Rechon Signs Exclusive License and Distribution Agreement to Manufacture and Commercialize Zolpimist® outside the US and Canada
Rechon Life Science AB announces its entry into an exclusive license and distribution agreement with NovaDel Pharma Inc., where Rechon is to manufacture and commercialize Zolpimist® outside the United States and Canada. 
Zolpimist is the oral spray formulation of zolpidem tartrate for the treatment of insomnia, approved by the FDA in December of 2008, developed by NovaDel and manufactured by Rechon.
Insomnia is a sleep disorder whose sufferers experience inadequate or poor quality sleep and report one or more of the following: difficulty initiating sleep, difficulty maintaining sleep, and waking up too early.
Zolpimist oral spray offers the benefit of a faster rise in drug blood levels potentially leading to a faster onset of action, without having to take water.
Roland Holmqvist, CEO of Rechon Life Science AB expressed that, “This license and distribution agreement is offering a great opportunity for a successful introduction of Zolpimist outside the United States and Canada. We look forward to this extended partnership with NovaDel and we are impressed with NovaDel’s efficient oral spray drug delivery technology as used in Zolpimist.”
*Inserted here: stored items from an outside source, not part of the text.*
PR #887, opened 2021-02-26
Improved types

radekmie:
This PR is composed of three parts:
* b0101cf Switched from bound to unbound methods. It allowed re-enabling of `@typescript-eslint/unbound-method`.
* 12e88a1 Improved `onChange` type. Switch from `Value | null` into `any` was needed, to make it possible to use `onChange(otherFieldValue, 'otherField')`. Additionally, the `value` argument is not optional anymore. Ideally, it should be something like this:
    ```ts
    type OnChange<Value> = {
      (value: Value): void;
      (value: any, name: string): void;
    };
    ```
    However, this breaks a lot of inferred types.
* 94d48fc Replaced `ts-ignore` with `ts-expect-error`. These are strictly better, letting us know that it's no longer needed.

**EDIT:**
* 63e4bac I managed to make the `onChange` typed as planned.
* 57c0242 I had to revert 94d48fc for Meteor modules as it broke with our internal declarations. It'll require further investigation.

### DIFF
--- a/packages/uniforms/src/types.ts
+++ b/packages/uniforms/src/types.ts
@@ -12,9 +12,9 @@ export type Context<Model> = {
   error: any;
   model: DeepPartial<Model>;
   name: string[];
-  onChange(key: string, value?: any): void;
-  onSubmit(event?: SyntheticEvent): any | Promise<any>;
-  randomId(): string;
+  onChange: (key: string, value?: any) => void;
+  onSubmit: (event?: SyntheticEvent) => any | Promise<any>;
+  randomId: () => string;
   schema: Bridge;
   state: {
     disabled: boolean;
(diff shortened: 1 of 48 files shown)


Monteth (approved):

packages/uniforms/src/types.ts
```diff
@@ -50,13 +50,18 @@ export type GuaranteedProps<Value> = {
   id: string;
   label: ReactNode;
   name: string;
-  onChange(value?: Value | null, name?: string): void;
+  onChange: OnChange<Value | undefined>;
```
wadamek65, line 53: This change doesn't take into consideration the previous `null` typing. Is this intended? (I see the `null`s were changed into `undefined`s but just wanted to make sure.

wadamek65 (approved):

packages/uniforms/src/types.ts
radekmie: Yes, it was intentional. I wrote `null` here as I prefer them over `undefined`, but none of the `onChange` handlers have had special `null` handling.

Steven B. Ratoff, Chairman and CEO of NovaDel Pharma Inc. said, “This agreement expands the market opportunity for Zolpimist to the world outside the U.S. We believe that Rechon, with its relationships with pharmaceutical marketers around the globe, has the ability to build a solid position for Zolpimist in the market for prescription sleep aids.” 

To find out more about Rechon Life Science AB please visit our website at or be in contact with Roland Holmqvist, CEO of Rechon,, +46 709 48 24 24 if you are intrested in Zolpimist.
About Rechon Life Science AB
Rechon Life Science is a complete pharmaceutical company providing manufacturing services for pharmaceutical and life sciences companies, of non-sterile, sterile and aseptic liquids from small scale batches for clinical trials up to full-scale manufacturing. Our facility operates under cGMP and we are regularly inspected by the Swedish Medical Products Agency, US FDA and other Health Authorities and can supply the commercial markets worldwide including US, Japan and Europe. Rechon assists with analytical, microbiological and stability testing, clinical services, QP release and regulatory filing support.